[Dataset entries]
-----

PR #737, opened 2026-07-09
fix(fp): stop campaign-stuck tracker from double-notifying to Telegram

### LINKED ISSUE #735: [cs-fp-campaign-stuck] abpframework/abp
The `abpframework/abp` C# campaign cannot self-progress through the automated fp-next-fix routine. This is the human-signal issue; details below.

## Where the campaign stands

Queue-empty re-measurement this session (fresh `pnpm build:dist`, `node dist/cli.mjs analyze --no-llm --no-stash --no-skills` at `8665ce0a23622f658b531b0627c7c025935fdb3b`):

- **total_violations:** 76,196 across 556 rules
- **Sampled tp_rate ≈ 0.92** — classified ≤10 samples/rule across the top 80 rules (~87% of all violations, 748 samples): **674 TP / 55 FP / 19 borderline**. Counting every borderline as FP still gives 0.901. So it nominally clears the 0.90 gate — but see the two problems below.

## Problem 1 — a prior campaign-close was already human-rejected

PR **#690** (`chore(fp): close abpframework/abp campaign, bump to v0.6.11`, claimed tp_rate 0.97 over a **C#-only** top-50 sample) was **closed unmerged on 2026-07-03**. The campaign then continued (fix PRs #714, #718, #719, #723, #724, #729 merged through 2026-07-08). Re-opening a campaign-close now — especially at a *lower*, more-complete 0.92 that includes the FP-heavy JS rules #690 excluded — would just duplicate rejected work, so this session did **not** open one.

## Problem 2 — the residual FP-bug rules can't be fixed within the routine's edit scope

The more-complete measurement surfaces genuine detection bugs (verified against source), mostly in the JS/TS rules that fire on abp's `wwwroot` frontend and vendored libraries:

| rule_key | hits | sampled FP rate | FP shape |
|---|---:|---|---|
| `code-quality/deterministic/class-prototype-assignment` | 138 | ~100% | fires on ES5 constructor-function prototypes (no ES6 `class` present) — see #734 |
| `bugs/deterministic/no-undef` | 187 | ~90% | flags JS built-ins (`arguments`, `self`, `getComputedStyle`) and script-loaded globals (`$`, `jQuery`, `abp`, `bootstrap`, `luxon`) |
| `code-quality/deterministic/block-scoped-var` | 255 | ~60% | flags `var` used only within its own block, wrongly claiming cross-block use |
| `code-quality/deterministic/unsafe-any-usage` | 627 | ~60% | weak TS type resolution: `as`-casts, `inject<T>()`, imported typed consts, lib types reported as `any` |
| `code-quality/deterministic/max-nesting-depth` | 655 | ~40% | counts `else if` chains as cumulative nesting depth |
| `code-quality/deterministic/dead-store` | 133 | ~40% | flags `var x, y;` declaration lists |
| `code-quality/deterministic/for-in-without-filter` | 206 | ~40% | doesn't recognize a hoisted `hasOwnProperty` guard as a filter |
| `code-quality/deterministic/no-extraneous-class` | 199 | ~30% | flags Angular `@NgModule` classes (`static forRoot`) that can't be static |
| `code-quality/deterministic/commented-out-code` | 197 | ~40% | flags prose / JSDoc / TODO notes as commented-out code |
| `code-quality/deterministic/unused-expression` | 115 | ~30% | flags IIFEs / UMD wrappers |
| `code-quality/deterministic/missing-return-type` | 906 | ~2% | fires on TS `set` accessors, which can't carry a return type |

**The blocker:** each of these is a legitimate visitor fix, but the corresponding unit tests in `tests/analyzer/*.test.ts` encode the current (buggy) behavior, and those files are **outside the fp-fix edit scope** (`packages/analyzer/src/rules/`, `.../patterns/`, `tests/fixtures/sample-*/` only). Concretely, fixing `class-prototype-assignment` breaks `tests/analyzer/code-quality-rules.test.ts:2584`, which asserts an ES5-constructor prototype assignment *should* fire (see #734). The fp-next-fix-review routine also rejects any PR touching out-of-scope files. So a human needs to land each visitor fix **together with** its unit-test update.

Note: `code-quality/deterministic/identifier-matches-keyword` (193 hits) is **not** a bug — it is CA1716 (cross-CLR-language keyword collisions), working as designed; #690's body mislabeled it as FP.

## Blocked issues needing human resolution

- [ ] #734 — `class-prototype-assignment` (fix ready; needs the out-of-scope unit-test update to land)

The other rules above are not yet filed as individual issues because they share the same structural blocker; filing them would only produce more `cs-fp-blocked` duplicates. Happy to file them per-rule if that's preferred.

## Environment notes (for whoever picks this up)

1. **`pnpm test` needs a full `pnpm build` first** in this environment — the routine setup only runs `pnpm build:dist`, so `@truecourse/ee-db` (and the other `ee/packages/*`) have no `dist/` entry and 47 `ee-*`/store/`github-app` test files fail to load with `Failed to resolve entry for package "@truecourse/ee-db"`. Unrelated to any rule change.
2. **C# analyze needs `DOTNET_ROLL_FORWARD=LatestMajor`** here. `setup-csharp-env.sh` installs the .NET 10 SDK **and** a .NET 8 runtime; the net8-targeted Roslyn host then runs on net8 (lowest satisfying `rollForward: Major`) and MSBuildLocator can't load the net10 SDK's MSBuild from a net8 process → `No instances of MSBuild could be detected`, which fails the analyze hard. Forcing the host onto net10 via `DOTNET_ROLL_FORWARD=LatestMajor` (matching the documented "runs on any ≥ 8 runtime with roll-forward" design) fixes it. Worth baking into the cs- environment so every session doesn't rediscover it.

cc @mushgev

DoilLee2222:
Surfaced by #735. This PR fixes the **double-Telegram-notification bug** that #735 exposed. It does **not** resolve #735's underlying campaign-stuck condition (the abp blocked-rule fixes) — that stays open.

## Problem

Issue #735 (`[cs-fp-campaign-stuck] abpframework/abp`) sent **two** Telegram messages on open instead of one:

| Message | Job in `notify-routine-activity.yml` | Fired because |
|---|---|---|
| ⚠️ Campaign needs attention: #735 | `notify-campaign-alert` | **Title** contains `fp-campaign-stuck]` ✅ intended |
| 📋 1 new cs-fp-fix issue filed • #735 | `notify-fix-burst` | Issue carried the **`cs-fp-fix` label** ❌ spurious |

## Root cause

The campaign-stuck tracker is a campaign-level human-signal issue, not an FP-fix queue item — its alert should come only from `notify-campaign-alert` (keyed on the title tag). The queue-empty path in `fp-next-fix.md` never specified the tracker's labels, so the routine defaulted to the campaign's fix-queue label `cs-fp-fix`, which swept the tracker into the `notify-fix-burst` rollup.

The same mislabel had a second, latent effect: `cs-fp-fix` makes the tracker match step 1's `label:cs-fp-fix` search, so the next `fp-next-fix` run would have picked it up as a fixable FP issue, commented "malformed YAML", and blocked it.

`fp-stale-pr-notify` already avoids this by giving its tracker a dedicated `fp-stale-pr` label — this change brings the campaign-stuck tracker in line, and hardens both consumers (notifier + fix loop) against a future mislabel.

## Changes

**Root cause — don't mislabel the tracker**
- `docs/fp-automation/prompts/fp-next-fix.md` / `docs/drift-fp-automation/prompts/drift-fp-next-fix.md`: the campaign-stuck tracker is labelled `fp-target:<owner>-<repo>` **only**, never the fix-queue label.

**Defence-in-depth — notifier ignores mislabeled trackers**
- `.github/workflows/notify-routine-activity.yml`: the fix-burst rollup filters trackers out of its count by matching the **exact tracker title tags** the sibling notifier jobs key on (`fp-campaign-close]` / `fp-campaign-stuck]` / `drift-campaign-broken]` / `fp-stale-pr]`), anchored on the closing `]`. (An earlier loose `stale` substring would have wrongly suppressed real rollups for rule keys like `database/llm/stale-read-after-write`.)

**Defence-in-depth — fix loop ignores mislabeled trackers**
- `fp-next-fix.md` / `drift-fp-next-fix.md` step 1: exclude any issue whose title contains a tracker tag from the pickup search, so a stray fix label can't make a session grab a tracker and block it.

**Docs**
- `docs/fp-automation/README.md`: document the label constraint.

## Out-of-band cleanup (not in this diff)

Removed the erroneous `cs-fp-fix` label from the live issue #735, so it now carries `fp-target:abpframework-abp` only and won't be re-picked by the fix loop.

cc @mushgev

### DIFF
--- a/.github/workflows/notify-routine-activity.yml
+++ b/.github/workflows/notify-routine-activity.yml
@@ -105,13 +105,21 @@ jobs:
           fi
 
           since=$(date -u -d '10 minutes ago' '+%Y-%m-%dT%H:%M:%SZ')
+          # Defence-in-depth: a campaign-level tracker ([<SCOPE>fp-campaign-stuck],
+          # [<SCOPE>fp-stale-pr], …) is handled by notify-campaign-alert /
+          # notify-stale-pr and must never appear in this fix-burst rollup. It
+          # only could if a routine mislabels it with a fix label (the
+          # fp-next-fix / drift-fp-next-fix prompts forbid this). Drop any such
+          # title here so a stray label can't double-notify: a genuine fix issue
+          # is titled [<SCOPE>fp-<rule-key>] and never contains these tokens.
           issues_json=$(gh issue list \
             --repo "$REPO" \
             --label "$LABEL" \
             --state open \
             --search "created:>${since}" \
             --json number,title \
-            --limit 200)
+            --limit 200 \
+            | jq '[.[] | select(.title | test("campaign-|stale-pr") | not)]')
 
           count=$(echo "$issues_json" | jq 'length')
           if [ "$count" -eq 0 ]; then
--- a/.github/workflows/notify-routine-activity.yml
+++ b/.github/workflows/notify-routine-activity.yml
@@ -105,13 +105,16 @@ jobs:
           fi
 
           since=$(date -u -d '10 minutes ago' '+%Y-%m-%dT%H:%M:%SZ')
-          # Defence-in-depth: a campaign-level tracker ([<SCOPE>fp-campaign-stuck],
-          # [<SCOPE>fp-stale-pr], …) is handled by notify-campaign-alert /
-          # notify-stale-pr and must never appear in this fix-burst rollup. It
-          # only could if a routine mislabels it with a fix label (the
-          # fp-next-fix / drift-fp-next-fix prompts forbid this). Drop any such
-          # title here so a stray label can't double-notify: a genuine fix issue
-          # is titled [<SCOPE>fp-<rule-key>] and never contains these tokens.
+          # Defence-in-depth: a campaign-level tracker is handled by
+          # notify-campaign-alert / notify-stale-pr and must never appear in
+          # this fix-burst rollup. It only could if a routine mislabels it with
+          # a fix label (the fp-next-fix / drift-fp-next-fix prompts forbid
+          # this). Drop any tracker title here so a stray label can't
+          # double-notify. Match the exact title tags the sibling notifier jobs
+          # key on (anchored on the closing `]`) rather than loose substrings —
+          # a genuine fix issue is titled [<SCOPE>fp-<rule-key>] and some rule
+          # keys legitimately contain "stale" (e.g. .../stale-read-after-write),
+          # so a bare "stale" match would wrongly suppress real rollups.
           issues_json=$(gh issue list \
             --repo "$REPO" \
             --label "$LABEL" \
@@ -119,7 +122,7 @@ jobs:
             --search "created:>${since}" \
             --json number,title \
             --limit 200 \
-            | jq '[.[] | select(.title | test("campaign-|stale-pr") | not)]')
+            | jq '[.[] | select(.title | test("fp-campaign-close]|fp-campaign-stuck]|drift-campaign-broken]|fp-stale-pr]") | not)]')
 
           count=$(echo "$issues_json" | jq 'length')
           if [ "$count" -eq 0 ]; then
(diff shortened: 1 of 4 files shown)


DoilLee2222:
Closing: the fp-automation program is retired in favour of the agentic-loop approach.

This PR only fixed the campaign tracker's double-Telegram-notification (surfaced by #735, itself now closed as not planned). With the fp routines retired there is no tracker left to notify, so the fix has nothing to apply to. Not a comment on its correctness — it just has no subject any more.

-----

Return exactly, and only, the lines above starting at the line that contains "## Root cause" and ending at the line that contains "The campaign-stuck tracker is a".

## Root cause

The campaign-stuck tracker is a campaign-level human-signal issue, not an FP-fix queue item — its alert should come only from `notify-campaign-alert` (keyed on the title tag). The queue-empty path in `fp-next-fix.md` never specified the tracker's labels, so the routine defaulted to the campaign's fix-queue label `cs-fp-fix`, which swept the tracker into the `notify-fix-burst` rollup.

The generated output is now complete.